* **DATA RECORDS**
####################
PR #1859, opened 2018-10-31
Feature/tao 6188 migrate qunit puppeter

krampstudio:
Replace PhantomJS by puppeteer.

 - I had to rewrite the bridge ti support our version of QUnit.
 - The timeout seems to not work so I had to simulate it in the bridge also
 - Some tests were using the user agent to detect headless. Some have been updated (Chrome headless doesn't contain third parts like some media playing codecs or pdf viewer).
 - Some test (pageStatus) are failing in Chrome, so I let them fail here too

All grunt commands work the same way.


views/build/config/chrome-bridge.js
```diff
@@ -0,0 +1,94 @@
...
+     * A test case get started
+     */
+    QUnit.testStart( ({ name }) =>  {
+
+        //start a timeout and
+        //keep it in the map under the test name
+        runningTestsTimeouts.set(name,
+            setTimeout( () => {
+                emit('fail.timeout', name);
+                runningTestsTimeouts.delete(name);
```
jsconan: Is this the only place where the timeout is cleared? How is it supposed to be after end of test?

krampstudio: Indeed, I've removed the `clearTimeout` during the refactoring...

krampstudio:
@jsconan the build platform is on the way. Please merge when you want.

PR #1870, opened 2018-11-12
fix ipad error for launching test taker

rkarolis:
The TAO-7140 is still not replicated. But by taking steps to replicate I found bug, that could not launch test taker. It's in `unmatrix.js` parser which asks for string or object, when we pass null from `transformer.js` it gets stuck, so we send empty string and it works.


rkarolis:
Used by @ricproenca-tao

PR #1871, opened 2018-11-13
Feature/tao 7050 dropdown component

oatymart:
Initial PR for code review, still preparing the work in taoInvalsi where it will be used.

To do:
~~Fix unit tests~~
~~Finalise styles~~
~~Updater & manifest~~


views/js/ui/dropdown.js
```diff
@@ -0,0 +1,240 @@
...
+     * @param {String} [config.activatedBy] - hover or click
+     * @param {String} [config.vDirection] - not implemented
+     * @param {String} [config.hAlign] - not implemented
+     * @returns {dropdown}
+     */
+    function dropdownFactory(config) {
+        return component(dropdownSpecs, defaults)
+        .setTemplate(dropdownTpl)
+        // dropdown-specific init:
+        .on('init', function() {
```
jsconan: this is where you can init the `open` state:

```
this.setState('open', this.config.isOpen);
```

If you want the state to be reflected as CSS class, you must put that in the `on('render'` instead.

views/js/ui/dropdown.js
```diff
@@ -0,0 +1,240 @@
...
+            }
+            $component
+            .on('focus', self.open)
+            .on('blur', self.close);
+
+            $toggler
+            .on('click', self.toggle)
+            .on('focus', self.open);
+        })
+        .init(config);
```
jsconan: Also, pay attention to the indent. I know this is part of personal preferences, but this should at least respect the linter.

views/js/ui/dropdown/tpl/dropdown.tpl
```diff
@@ -0,0 +1,29 @@
+<div class="dropdown-container">
+    <div class="dropdown {{#if cls}} {{cls}}{{/if}} {{#if isOpen}} open{{/if}}" {{#if id}}id="{{id}}"{{/if}} data-control="{{id}}" role="navigation">
```
jsconan: No need to test about inexistence of `cls`. Simply invoke the value. If it exists it will placed, else it will be ignored.
If you rely on the internal state management, the `open` class will be directly set.

views/js/ui/dropdown.js
```diff
@@ -0,0 +1,240 @@
...
+    'use strict';
+
+    /**
+     * Some default config
+     * @type {Object}
+     */
+    var defaults = {
+        isOpen: false,
+        headerItem: {text: 'Menu'},    // li component or just html
+        innerItems: [], // array of li components or html items
```
jsconan: Not sure the data should be part of the config.
Instead you should provide a way to set them at init, and also a bulk setter/getter.

views/js/ui/dropdown/tpl/dropdown.tpl
```diff
@@ -0,0 +1,29 @@
...
+            {{{headerItem.html}}}
+            {{else}}
+            {{#if headerItem.icon}}<span class="icon icon-{{headerItem.icon}}"></span>{{/if}}
+            <span class="text">{{headerItem.text}}</span>
+            {{/if}}
+            <span class="toggler clickable" tabindex="0"></span>
+        </div>
+        <ul class="dropdown-submenu plain" aria-label="submenu">
+            {{#each innerItems}}
+            {{! each list item can contain raw html, or structured data }}
```
jsconan: A good idea would be to have a separate template for a single item. This way it will ease the insert of new items. The main template should contain only the placeholders

views/scss/inc/_dropdown.scss
```diff
@@ -0,0 +1,61 @@
...
+            display: block;
+        }
+        a, .a {
+            cursor: pointer;
+            height: auto;
+            padding: 1.2rem 0.6rem;
+            text-align: left;
+        }
+        a:hover, a:focus, .a:hover, .a:focus {
+            background: #f3f7fa !important; // was: whiten($brand, 0.9) !important;
```
jsconan: Colors should come from the main scheme. Also they should be provided through variables

views/scss/inc/_dropdown.scss
```diff
@@ -0,0 +1,61 @@
...
+        .dropdown-header {
+            padding: 1.2rem 0 0.8rem;
+        }
+        .sep-before:before {
+            content: "";
+            display: block;
+            height: 1px;
+            width: 90%;
+            margin: 0.6rem auto;
+            background: #999;
```
jsconan: same about colors

oatymart:
I've updated the code style and changed some of the architecture based on your feedback @jsconan .
No longer calling render() manually, but using jQuery in the API methods to modify the DOM.
The tests now pass.
I haven't implemented the 2-level template at this point.

oatymart:
I added the 2nd template for the list item.

addItem() is now called with an object that must be prepared, but the template is still flexible enough to allow custom HTML within the mandatory <li>.

views/js/ui/dropdown.js
```diff
@@ -0,0 +1,222 @@
...
+            var self = this;
+            var $component = this.getElement();
+            // wire up main behaviour:
+            if (self.config.activatedBy === 'hover') {
+                $component
+                .on('mouseenter', self.open)
+                .on('mouseleave', self.close);
+            }
+            else if (self.config.activatedBy === 'click') {
+                $component.on('click', self.toggle);
```
jsconan: Caution, you are listening for click on the whole component. That means it will also be triggered when clicking on an item. That might result in events mess. You should rather target the exact control that should be clickable, I guess `this.controls.$toggler` or eventually `this.controls.$headerItem`.

oatymart: Made the event listener more specific.

oatymart:
I changed the way the data is stored in the component, and added a visual test.

views/js/ui/dropdown.js
```diff
@@ -0,0 +1,228 @@
...
+        return component(dropdownSpecs, defaults)
+        .setTemplate(dropdownTpl)
+        // dropdown-specific init:
+        .on('init', function() {
+            this.setState('open', this.config.isOpen);
+
+            this.data = {
+                headerItem: this.config.headerItem || '',
+                innerItems: this.config.innerItems || []
+            };
```
jsconan: Well, this was not what I have in mind. The data should be separated from config. And be managed as a private variable. Exposing it as a property allows to alterate it from the outside. The only way to deal with it should be through API: `setItems`, `addItem`, `setHeader`, `removeItem`, `clearItems`...
Roughly, something like that (obviously you should add some checks):
```javascript
dropdownFactory(config, data) {
    var api = {
        ...
        clearItems: function clearItems() {
            data.items = [];
            if (this.is('rendered')) {
                this.controls.$list.empty();
            }
            return this;
        },
        setItems: function setItems(items) {
            data.items = items;
            if (this.is('rendered')) {
                this.controls.$list.empty();
                _.forEach(items, function(item) {
                    this.controls.$list.append(itemTpl(item));
                });                
            }
            return this;
        },
        addItem: function addItem(item) {
            data.items.push(item);
            if (this.is('rendered')) {
                this.controls.$list.append(itemTpl(item));
            }
            return this;
        },
        removeItem: function removeItem(idx) {
            data.items.splice(idx, 1);
            this.setItems(data.items);
            return this;
        },
        ...
    };
    var dropdown = component(api, default)
        .on('render', function() {
            ....
            if (!_.empty(data)) {
                this.setItems(data.items);
                this.setHeader(data.header);
            }
            ...
        });
        .on(...);
    if (!_.empty(data)) {
        data = [];
    }
    _.defer(function() {
        dropdown.init(config);
    });
    return dropdown;
}
```

views/js/ui/dropdown.js
```diff
@@ -0,0 +1,259 @@
...
+                 */
+                self.trigger('item-click', id);
+                /**
+                 * @event item-click-<id>
+                 */
+                self.trigger('item-click-' + id);
+            });
+        })
+        .on('item-click', function() {
+            self.close();
```
jsconan: This is not working. The reason why is the `self` variable does not refer to `this` but to `window`... This is a drawback of the naming convention.

Since you are in the context of the component here, you should use `this.close();` instead.

views/js/ui/dropdown.js
```diff
@@ -0,0 +1,259 @@
...
+            else if (this.config.activatedBy === 'click') {
+                this.controls.$headerItem.on('click', self.toggle);
+            }
+            $component
+            .on('focus', self.open)
+            .on('blur', self.close);
+
+            // list item events
+            this.controls.$listContainer.on('click', 'li', function() {
+                var id = $(this).attr('id');
```
jsconan: caution, depending on the event context, `this` could refer to a sub element. You should rather use `$(this).closest('li').attr('id')`  or `$(e.target).attr('id')`;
####################
* **THE PROBLEM**
Filter the listing down to the lines holding the word "runningTestsTimeouts", and return those.

* **WRITTEN RESPONSE**
+        runningTestsTimeouts.set(name,
+                runningTestsTimeouts.delete(name);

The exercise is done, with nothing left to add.